__Activity__
Lines before the one containing "-129,42 +129,88 @@" are to be left out; that line and every line after it, through the last line below, are to be reproduced exactly.

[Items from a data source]
PR #1203, opened 2025-03-29
Combine the index and text click in a single function with text as fallback

jersobh:
This PR will combine both functions, leavnig the text as a fallback option. I've also fixed a small issue regarding the env. variable validation (when or if the env. variable is None)

### DIFF
--- a/browser_use/controller/service.py
+++ b/browser_use/controller/service.py
@@ -129,42 +129,88 @@ class Controller(Generic[Context]):
 				raise Exception(err_msg)
 
 		# Element Interaction Actions
-		@self.registry.action('Click element by index', param_model=ClickElementAction)
-		async def click_element_by_index(params: ClickElementAction, browser: BrowserContext):
+		@self.registry.action('Click on element', param_model=ClickElementAction)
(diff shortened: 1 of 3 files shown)


pirate:
I think it's better to have them as separate actions, I want the LLM to almost always click the normal way and only manually choose the CSS selector, text, or Xpath methods as a fallback if it fails the normal way.

jersobh:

__Reply__
@@ -129,42 +129,88 @@ class Controller(Generic[Context]):
 				raise Exception(err_msg)
 
 		# Element Interaction Actions
-		@self.registry.action('Click element by index', param_model=ClickElementAction)
-		async def click_element_by_index(params: ClickElementAction, browser: BrowserContext):
+		@self.registry.action('Click on element', param_model=ClickElementAction)
(diff shortened: 1 of 3 files shown)


pirate:
I think it's better to have them as separate actions, I want the LLM to almost always click the normal way and only manually choose the CSS selector, text, or Xpath methods as a fallback if it fails the normal way.

jersobh:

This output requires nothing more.